Interconnection Renegotiations Seen Bearing Little Fruit

As the clock winds down to the day FCC rules are slated to expire, telecommunications providers have cut few agreements to lease the regional Bell networks.

That begs the question: If new agreements are not reached by June 15, will the biggest local phone companies honor or declare void existing interconnection agreements? Or as Brad Mutschelknaus, moderator of a panel on the status of renegotiation efforts at ALTS 2004 Annual Conference, put it, are we facing a June 16 train wreck?

At least in the case of Qwest, there appears to be no imminent train wreck pending. Wendy Moser, a panelist representing Qwest, said that if no follow-on agreements regarding replacement products for UNE-P are reached by June 15, then Qwest would continue to honor the terms and conditions of existing interconnection agreements.
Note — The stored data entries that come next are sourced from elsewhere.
PR #17365, opened 2023-12-17
Generated TGUI Menu support for Componenets and Events

Azrun:
## About the PR 
image
image
image
image

## Why's this needed? 
image
Improve usability of adding components.
Improves usability of adding more complicated events.


code/modules/admin/debug.dm
```diff
@@ -296,7 +296,129 @@ var/global/debug_messages = 0
 	boutput(usr, SPAN_NOTICE("Proc returned: [pretty_returnval]"))
 	return
 
+/datum/proccall_editor
+	var/atom/movable/target
+	var/list/listargs
+	var/list/initialization_args
+	/// Boolean field describing if the tgui_color_picker was closed by the user.
+	var/closed
```
ZeWaka, line 304:
```suggestion
	var/closed = FALSE
```
clearer that it starts falsey

ZeWaka (approved):
could use more documentation and cleaning up, but i'm sure you'll get to that

PR #17369, opened 2023-12-17
Resprites Carved Pumpkins and Pumpkin Lanterns

MitchTheUser:
[OBJECTS] [CATERING]

## About the PR 

Resprites the Carved Pumpkin and Pumpkin Lantern, as well as adding unique inhands for each.

PumpkinsDisplay

## Why's this needed? 

Old sprites are scary, but not spooky. This brings the sprites up to par with the normal pumpkin's sprite, and who doesn't like a fashionably late Halloween pull request?


Gannets (approved):
Oh yeah that looks way better

PR #17372, opened 2023-12-18
Makes ice no longer conductive 

ThatFiveGuys:
## About the PR 

Ice now has conductivity of 2 

## Why's this needed? 
Having a material that you can get in unlimited quantities incredibly easily that's usable for fabs is just bad as it vastly devalues other materials.

## Changelog 

```changelog
(u)Ikea
(+)Ice is now an insulator
```


Valtsu0:
Hard disagree on the uncrystallinezation
Moliz is already is to get in large quantities. Ice can't be picked up with scoops, so it requires a little bit of extra effort. Also Ice is crystalline irl, would be weird making it not

TobleroneSwordfish (commented):
Keep it crystalline, remove the conductivity imo. Ice is a crystal but try making wires out of it.

TobleroneSwordfish (approved):

PR #17376, opened 2023-12-18
Add more oxy tanks to clarion toxins

TheTyrant25:
[MAPPING]
## About the PR
Increases the number of oxygen tanks from 2 to 6. Moves the empty tanks to different locations to compensate.

## Why's this needed?
Having only 2 oxy tanks is simply not enough. If cogmap has 4 and kondaru has 6, then we should make an effort to match that.

## Changelog
```changelog
(u)Tyrant
(+)Clarion's Toxins room now has more than 2 oxygen tanks.
```

### DIFF
--- a/maps/clarion.dmm
+++ b/maps/clarion.dmm
@@ -636,6 +636,7 @@
 	name = "autoname  - SS13";
 	pixel_x = -10
 	},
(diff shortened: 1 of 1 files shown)


TheTyrant25:
image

We will still provision service on June 16,” she said. As for the rest of the BOCs, the matter is far from certain. The other panelists said Qwest has been more open and flexible thus far in the process than the other BOCs.

We have 800-900 interconnection agreements, Moser said. We are looking for business solutions.
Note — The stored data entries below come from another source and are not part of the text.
PR #17377, opened 2023-12-18
add sec showers to every map

TheTyrant25:
[MAPPING] [RP]
## About the PR
Add small dedicated security shower cubicles to every map. Except atlas, where a shower is added to the brig toilet. I tried to place them in spots that aren't visible in the public, and in a way that doesn't impede the shape and structure of the security department. In some places the positioning is a little awkward, but I did as best I could.

Most of them use thindoors and thindows in order to stay more compact.

## Why's this needed?
Typical RP security main behaviour is to shower in the brig to raise hygiene, which can be strange if there are... actual inmates. And showering in the public washrooms is basically begging to get robbed.

## Changelog
```changelog
(u)Tyrant
(*)All Security departments now have dedicated showers for their staff that aren't just the brig showers. Except for Atlas, which has had a brig shower added.
```

### DIFF
--- a/maps/atlas.dmm
+++ b/maps/atlas.dmm
@@ -18098,6 +18098,10 @@
 	},
 /obj/machinery/drainage,
 /mob/living/carbon/human/npc/monkey/stirstir,
+/obj/machinery/shower{
+	dir = 1;
+	pixel_y = 12
+	},
 /turf/simulated/floor/sanitary,
 /area/station/security/brig/genpop)
 "ocq" = (
--- a/maps/clarion.dmm
+++ b/maps/clarion.dmm
@@ -20643,6 +20643,7 @@
 /obj/cable{
 	icon_state = "4-8"
 	},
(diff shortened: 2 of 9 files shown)


DisturbHerb:
i've never been robbed honestly, people should try it more

wolfolotl:
I want security scared of being mugged in the bathroom like the rest of us

TobleroneSwordfish:
These are also weirdly public and glass sided showers just in main sec rooms, doesn't make much sense.

Fuppy1337:
nice and convenient change, don't see a downside here. lets you get that satisfying green RP stat quicker and easier.

TheTyrant25:
i made the pr because a lot of people asked for it. Is it worth an `input-wanted` tag?

pali6:
Being robbed is a feature. The game is not supposed to be designed in a way where everything is designed to be 100% safe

Most ILECS have been insisting upon complete confidentiality with regards to the details of their discussions and offers. To date, very few agreements have been announced and neither side seems confident of an industry sponsored solution through the renegotiation process.

After a federal appeals court overturned FCC rules March 2, all five FCC commissioners called on the biggest local phone companies and their competitors to negotiate commercial agreements to replace government-mandated wholesale rates.
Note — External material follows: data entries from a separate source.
PR #17382, opened 2023-12-18
Add air alarms to Cogmap

amylizzle:
## About the PR 
Easier to add these ones, lots of space. Most major rooms have coverage.


TheTyrant25 (approved):
Looks great, although this one air alarm might be behind the recharger that sticks to the north wall automatically
image

PR #17583, opened 2024-01-06
Change bathsalts recipe

flappybatpal:
## About the PR 
Simplifies the bathsalts recipe to use catdrugs and saltpetre.

## Why's this needed? 
Existing recipe took a lot of effort to make requiring yuck, denatured_enzyme and mugwort.
After discussion Cogs suggested plant nutrients and catdrugs.

## Changelog 

```changelog
(u)Flappybat & Dr Cogwerks
(*)Bathsalts recipe has changed to cat drugs and saltpetre.
```

### DIFF
--- a/code/modules/chemistry/Chemistry-Recipes.dm
+++ b/code/modules/chemistry/Chemistry-Recipes.dm
@@ -4203,9 +4203,9 @@
 		name = "Bath Salts"
 		id= "bathsalts"
 		result = "bathsalts"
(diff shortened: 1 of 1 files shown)


Tarmunora (changes requested):
I think this recipe proposal is way too simple, especially considering how wacky the effects of bath salts are (and that you can just buy cat drugs at the diner)

TDHooligan:
yeah i have made bath salts 0 times over my entire chem career. maybe add oil in there for the holy 'botany + chem' tuple.

flappybatpal:
> I think this recipe proposal is way too simple, especially considering how wacky the effects of bath salts are (and that you can just buy cat drugs at the diner)

TBH when discussing this I forgot you could buy drugs at the diner.

PR #17590, opened 2024-01-07
Add Air Alarms to Nadir

amylizzle:
## About the PR 
More air alarms

## Why's this needed? 
Can't breathe, air is acid.


TobleroneSwordfish (changes requested):
Afaik air alarms don't interact with acid in any way, the only place that might make sense to have them is in the reactor room since engineering often floods that with funny gases.

amylizzle:
Don't rooms become vacuum when the floor is breached, even on ocean maps? I was pretty sure they do.

Also it is possible for air to be poisoned through other means.

TobleroneSwordfish:
Nope, the only way rooms can become vacuum on underwater maps is to suck up all the air with a pump. Personally I don't think it makes sense to put air alarms all over Nadir and Oshan unless they're going to send alerts about flooding, but mappers feel free to contradict me 🤷

Kubius:
Air alarms make the most sense for around the nuclear engine, but I don't particularly object to having them around and about. Some thoughts on positions:

- Please don't overlap air alarms with cameras (notable locations, not exhaustive: Arrivals halls, mechlab, outside of robot depot). Opposing walls or putting them behind closets could help.
- Sauna alarm is overlapping a light. No sauna alarm, IMO.
- There should probably be no alarms in the Warrens, even the crew hall.
- Ranch lacks an alarm (wall behind the closet seems like a good placement candidate).
- Air alarms on the west face of a northeast corner, or east face of a northwest corner, look really wonky (examples: extraction nexus, northwest crew quarters by cryo, escape overlapping a camera). This isn't 100% a dealbreaker, but is not preferred - for the extraction nexus in particular, you could put it northwest corner opposing the northeast intercom for symmetry.

amylizzle:
Okay I was gonna look into making fluid displace atmosphere or something to make this be sensible but that code gives me psychic damage so I'mma just do what Leah said and put the air alarms just in engineering.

Ed Cadieux, a panelist representing NuVox, the BOCs are attempting to force competitive carriers to migrate from UNE rates to special access where price increases could be high enough to put companies out of business.

They want us to see the special access route as inevitable, Cadieux said. The pressure will be there to go to 5-7 year contracts where your business is locked up and you vitiate your opportunity to go to our own facilities or to a third party, he added.

Mutschelknaus, a telecom lawyer with Kelley Drye and Warren, mentioned that as aspects of these private negotiations become public, competitors will be looking to see if volume and term commitments are being required. This would tend to discriminate against small carriers, who normally do not have the numbers of customers necessary to qualify for such deals, according to the panel.

Panelists and members of the audience expressed concern over what course the other BOCs will take if industry-wide agreements are not struck. Will they immediately move to cut off or re-price elements available to competitors under their current interconnections agreements?

Jeff Oxley, a panelist representing Eschelon, indicated that in addition to the dreaded change of law provisions in most contracts, there also are terms for dispute resolution that could be invoked as a counter. Many require the involvement of the state PUC. If so, the state regulator could be facing a lot of action related to these interconnections agreements in the months ahead.